Despite durable responses achieved in most patients with the use of purine nucleoside analogs, approximately 40% of patients with HCL experience a relapse 10 years after treatment.1 Few predictors of response have been reported, but leukocytosis (hairy cells >10 x 109/L), splenomegaly (spleen size >10 cm), and the presence of unmutated immunoglobulin heavy chain variable region genes all have been associated with a shorter event-free survival (defined as the time from first treatment to disease progression, treatment for relapse, or death due to HCL) following cladribine treatment.28
Minimal residual disease (MRD), which is present in 40% to 60% of patients with HCL who are in complete remission after initial treatment, may be predictive of relapses.29,30 The elimination of MRD leading to a longer relapse-free interval, however, has not been uniformly established.1 MRD prognostic implications may be confounded by the sensitivity of techniques that are used to assess MRD, the lack of uniform criteria to define MRD, and the small sample sizes used in published studies.29 Some patients with HCL may have MRD or even morphologically evident disease following their initial treatment, but they do not experience overt clinical relapses.1 Despite the debate, accumulating data suggest that the persistence of MRD after initial therapy with a purine nucleoside analogs is predictive of eventual relapse.

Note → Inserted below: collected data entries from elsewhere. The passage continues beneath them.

Issue #1589, opened 2021-07-29
Tie Nest Cache Manager to Redis


seanmalbert:
Right now the backend cache is stored in memory and moving it to Redis can have benefits, especially when we scale to more dynos (i.e. each dyno can use the same cache).

We do want to do some investigation on the feasibility of  tying the two together, vs rolling a more generic approach with Redis, which could give us more control on when and we update the cache.

seanmalbert:
Looks like we can easily specify the cache store https://docs.nestjs.com/techniques/caching#different-stores

seanmalbert:
This is merged and dev appears to be building fine now with drastically reduced build times. There is one remaining issue that seems to be intermittent, but only causes an issue in circleci:

I had to listen for onModuleDestroy in the backend so when the app created for the seed script closed, we could trigger the disconnect to redis (without it the build will hang). This seems to be an intermittent fix since it can still hang sometimes, so if you see jest-backend and cypress/run hang on waiting for the seed script to finish, this is the cause.

PR #1637, opened 2021-08-09
1589/Sets Redis to handle backend cache

seanmalbert:
## Issue

Addresses # #1589 

## Description

This sets NestJS cache manager to use Redis instead of in memory.

## Type of change

Spin up both partner and portal apps. You can monitor Redis with `redis-cli monitor`. When you edit a listing in partners you should see the cache entry get cleared. When you go to listings on public, you should see the entry get added.

- [x] Desktop View
- [ ] Mobile View
- [ ] Test A
- [ ] Test B

## Checklist:


emilyjablonski:
Overall this seems to be working as expected when testing locally with the monitor, I think there’s just some very slight delays that I wouldn’t expect. If I visit an individual listing I can see it be cached in through the monitor, and if I go back to listings and then back to the individual listing I can see us using the cache, but there’s still a small delay in starting to load the page and it seems like it should be nearly instantaneous? I might be expecting too much from the speed here.

backend/core/.env.template
```diff
@@ -5,6 +5,7 @@ TEST_DATABASE_URL=postgres://localhost/bloom_test
 REDIS_TLS_URL=
 REDIS_URL=redis://127.0.0.1:6379/0
 REDIS_USE_TLS=0
+REDIS_USE_TLS=0
```
emilyjablonski, line 8: Looks like a duplicate of the line above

Wheaton and colleagues reported that during a 3-year follow up, 50% of patients with MRD, detected by immunohistochemistry relapsed, compared with 4% of those without MRD (P = .016).30 López-Rubio and coworkers also reported that patients with MRD following treatment with pentostatin or cladribine had a shorter treatment-free interval than did those without MRD (97 months vs not reached, respectively; P <.049).31
The prognostic implication of MRD may evolve with improvements in detection technologies. Advanced flow cytometry techniques have been developed to detect MRD in patients with HCL.32 Flow cytometry that has the ability to detect a level of HCL cells of <0.01% is considered the most sensitive assay.8 Other tests that use sequence-specific probes and primers are in development, but are considered investigational. 8
At relapse, additional courses of nucleoside analogs can be used. Complete response rates, however, are lower with subsequent courses of purine analogs. In addition, pentostatin and cladribine can cause immunosuppression for a considerable period of time.1 Hence, concerns exist regarding the use of multiple courses of these agents. Although rituximab can be used and has the advantage of sparing T lymphocytes, the overall response rate with this agent is lower (26% to 80%).1 Complete response rates with the use of rituximab in patients with HCL range from 10% to 66%.1
Novel therapeutic agents are necessary to improve the treatment of patients with relapsed HCL. One of these drugs—a high-affinity anti-CD22 immunotoxin—has recently been approved.9,10 Other agents, including BRAF inhibitors and MAPK inhibitors, are currently in development.29
Conclusions and Future Directions
Advances regarding the pathogenesis of HCL have helped to elucidate the significance of the BRAF V600E mutation in the cycle of disease. Therapeutically, purine nucleoside analogs have shown to be effective agents. And yet, despite high 5-year survival rates, some patients relapse as far out as 10 years following treatment. Therefore, effective treatments for those with relapsed HCL are needed. Novel therapeutic agents in development capitalize on the knowledge of the unique biologic and immunophenotypic characteristics of hairy cells, including their surface antigen expressions (eg, CD22), BRAF V600E mutations, and downstream signaling pathways.